<<<<
PR #518, opened 2025-03-10
[GH-#] Make sure that the errors are valid UTF-8 strings

Un1oR:
Faced errors in the cluster log:
```
{
  "level": "error",
  "component": "network",
  "p2pIdentity": "16Uiu2HAmQ62Uh4CaACYPp3Lj9igQmg7F6ciSTszbMUzP238kEpv9",
  "protocolId": "/nil/shard/1/rawapi/GetFullBlockData",
  "error": "failed to pack Protobuf response: string field contains invalid UTF-8",
  "caller": "github.com/NilFoundation/nil/nil/internal/network/manager.go:199",
  "time": "2025-03-10T14:48:00Z",
  "message": "Failed to handle request"
}
```

### DIFF
--- a/nil/internal/execution/state.go
+++ b/nil/internal/execution/state.go
@@ -10,10 +10,12 @@ import (
 	"math"
 	"math/big"
 	"sort"
+	"unicode/utf8"
 
 	"github.com/NilFoundation/nil/nil/common"
 	"github.com/NilFoundation/nil/nil/common/assert"
 	"github.com/NilFoundation/nil/nil/common/check"
+	"github.com/NilFoundation/nil/nil/common/hexutil"
 	"github.com/NilFoundation/nil/nil/common/logging"
 	"github.com/NilFoundation/nil/nil/internal/abi"
 	"github.com/NilFoundation/nil/nil/internal/config"
@@ -1225,6 +1227,9 @@ func decodeRevertTransaction(data []byte) string {
 	var revString string
 	if index := bytes.IndexByte(data, 0); index > 0 {
 		revString = string(data[:index])
+		if !utf8.ValidString(revString) {
+			return "Not a UTF-8 string: " + hexutil.Encode(data[:index])
+		}
 	}
 	return revString
 }
--- a/nil/services/rpc/rawapi/pb/conversion.go
+++ b/nil/services/rpc/rawapi/pb/conversion.go
@@ -3,10 +3,12 @@ package pb
 import (
 	"encoding/binary"
 	"errors"
+	"unicode/utf8"
 
 	"github.com/NilFoundation/nil/nil/common"
 	"github.com/NilFoundation/nil/nil/common/check"
 	"github.com/NilFoundation/nil/nil/common/hexutil"
+	"github.com/NilFoundation/nil/nil/common/logging"
 	"github.com/NilFoundation/nil/nil/common/sszx"
 	"github.com/NilFoundation/nil/nil/internal/db"
 	"github.com/NilFoundation/nil/nil/internal/types"
@@ -14,6 +16,8 @@ import (
 	rpctypes "github.com/NilFoundation/nil/nil/services/rpc/types"
 	"github.com/NilFoundation/nil/nil/services/txnpool"
 )
+
+var Logger = logging.NewLogger("pb_conversion")
 
 // Hash converters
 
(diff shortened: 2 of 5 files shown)


olegrok (changes requested):
Still I'm not sure that we need to append bytecode to error message at all

Un1oR:
@olegrok what exactly are you suggesting? Completely remove the `revString` calculation block?

olegrok:
> @olegrok what exactly are you suggesting? Completely remove the `revString` calculation block?

I suggest to understand a reason why did it happen not just try to fix a symptom.

I added a test that reproduces "OutOfGasStorage" error. But it passes. There is no any garbage at the end of error message - https://github.com/NilFoundation/nil/pull/519

Un1oR:
Ok, got you
But isn't it more valuable to fix the problem on the prod now, and look deeper into the causes later?

nil/internal/execution/state.go
```diff
@@ -1225,6 +1227,9 @@ func decodeRevertTransaction(data []byte) string {
 	var revString string
 	if index := bytes.IndexByte(data, 0); index > 0 {
 		revString = string(data[:index])
+		if !utf8.ValidString(revString) {
+			return hexutil.Encode(data[:index])
```
shermike, line 1231: Please add some prefix for better understanding that it is not a utf string.
```suggestion
			return "Not a UTF string: "+hexutil.Encode(data[:index])
```

shermike:
Also, please add the following regression test:
```diff
diff --git a/nil/contracts/solidity/tests/Test.sol b/nil/contracts/solidity/tests/Test.sol
index 4c31fc81..d9128890 100644
--- a/nil/contracts/solidity/tests/Test.sol
+++ b/nil/contracts/solidity/tests/Test.sol
@@ -13,6 +13,10 @@ contract Test is NilBase {
 
     constructor() payable {}
 
+    function garbageInRequire(bool f, string memory m) public pure {
+        require(f, m);
+    }
+
     function emitEvent(uint a, uint b) public payable {
         emit testEvent(a, b);
     }
diff --git a/nil/tests/basic/basic_test.go b/nil/tests/basic/basic_test.go
index 89229c63..21543ffa 100644
--- a/nil/tests/basic/basic_test.go
+++ b/nil/tests/basic/basic_test.go
@@ -978,6 +978,24 @@ func (s *SuiteRpc) TestBatch() {
        s.Require().ErrorContains(err, "batch limit 100 exceeded")
 }
 
+func (s *SuiteRpc) TestRequire() {
+       abi, err := contracts.GetAbi(contracts.NameTest)
+       s.Require().NoError(err)
+
+       payload := contracts.GetDeployPayload(s.T(), contracts.NameTest)
+
+       addr, receipt := s.DeployContractViaMainSmartAccount(2, payload, tests.DefaultContractValue)
+       s.Require().True(receipt.AllSuccess())
+
+       data := []byte{1, 2, 3, 4, 5, 6, 7, 8, 9, 0}
+
+       calldata := s.AbiPack(abi, "garbageInRequire", false, string(data))
+
+       receipt = s.SendExternalTransactionNoCheck(calldata, addr)
+
+       s.Require().False(receipt.AllSuccess())
+}
```
Replace `TestRequire` with something that checks non-utf message.

olegrok:
I also have a test that reproduces the same issue - https://github.com/NilFoundation/nil/pull/519

Un1oR:
Added a test and did the processing when converting to Protobuf surviving invalid data.

nil/services/rpc/rawapi/pb/conversion.go
```diff
@@ -15,6 +17,8 @@ import (
 	"github.com/NilFoundation/nil/nil/services/txnpool"
 )
 
+var Logger = logging.NewLogger("pc_conversion")
```
olegrok, line 20: pc or pb?

nil/services/rpc/rawapi/pb/conversion.go
```diff
@@ -199,6 +203,10 @@ func (e *Error) PackProtoMessage(err error) *Error {
 func packErrorMap(errors map[common.Hash]string) map[string]*Error {
 	result := make(map[string]*Error, len(errors))
 	for key, value := range errors {
+		if !utf8.ValidString(value) {
+			Logger.Error().Str("key", key.String()).Msg("invalid UTF-8 string in error map")
```
olegrok, line 207:
```suggestion
			Logger.Error().Stringer("key", key).Msg("invalid UTF-8 string in error map")
```

nil/services/rpc/rawapi/pb/conversion.go
```diff
@@ -199,6 +203,13 @@ func (e *Error) PackProtoMessage(err error) *Error {
 func packErrorMap(errors map[common.Hash]string) map[string]*Error {
 	result := make(map[string]*Error, len(errors))
 	for key, value := range errors {
+		if !utf8.ValidString(value) {
+			Logger.Error().
+				Stringer("key", key).
+				Str("value", hexutil.Encode([]byte(value))).
```
olegrok, line 209:
```suggestion
				Hex("value", []byte(value)).
```

olegrok (approved):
>>>>
Show the lines of the entries that include the string "shermike", copying each in full.

▶ _RESPONSE BELOW_:
shermike, line 1231: Please add some prefix for better understanding that it is not a utf string.
shermike:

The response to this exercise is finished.